** GIVEN DATA follows **

PR #1862, opened 2022-02-05
Simplify `trainable`, `functor` and `Parallel`

### LINKED ISSUE #1685: `Parallel` edge-cases

### LINKED ISSUE #1857: `Chain` forgets names under `fmap`
From https://github.com/FluxML/Optimisers.jl/pull/49#issuecomment-1028165105, this isn't great:

```julia
julia> fmap(identity, Chain(x=sin, y=cos))
Chain(sin, cos)
```
The culprit is this `functor` method, which could be extended to deal with this. 

https://github.com/FluxML/Flux.jl/blob/fe803a1a706eb7ecbbf46f7c7e6c20b01847146d/src/layers/basic.jl#L44

Or we could delete it, and let Chain be more like Parallel:

```julia
julia> Flux.functor(Chain(x=sin, y=cos))
((x = sin, y = cos), Flux.var"#154#155"())

julia> Flux.functor(Parallel(vcat, (x=sin, y=cos)))
((connection = vcat, layers = (x = sin, y = cos)), Flux.var"#178#179"())
```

** End of GIVEN DATA **

TASK OBJECTIVE » In full and without error, transcribe each of the entries.

RESPONSE TO THIS EXERCISE »
PR #1862, opened 2022-02-05
Simplify `trainable`, `functor` and `Parallel`

### LINKED ISSUE #1685: `Parallel` edge-cases

### LINKED ISSUE #1857: `Chain` forgets names under `fmap`
From https://github.com/FluxML/Optimisers.jl/pull/49#issuecomment-1028165105, this isn't great:

```julia
julia> fmap(identity, Chain(x=sin, y=cos))
Chain(sin, cos)
```
The culprit is this `functor` method, which could be extended to deal with this. 

https://github.com/FluxML/Flux.jl/blob/fe803a1a706eb7ecbbf46f7c7e6c20b01847146d/src/layers/basic.jl#L44

Or we could delete it, and let Chain be more like Parallel:

```julia
julia> Flux.functor(Chain(x=sin, y=cos))
((x = sin, y = cos), Flux.var"#154#155"())

julia> Flux.functor(Parallel(vcat, (x=sin, y=cos)))
((connection = vcat, layers = (x = sin, y = cos)), Flux.var"#178#179"())
```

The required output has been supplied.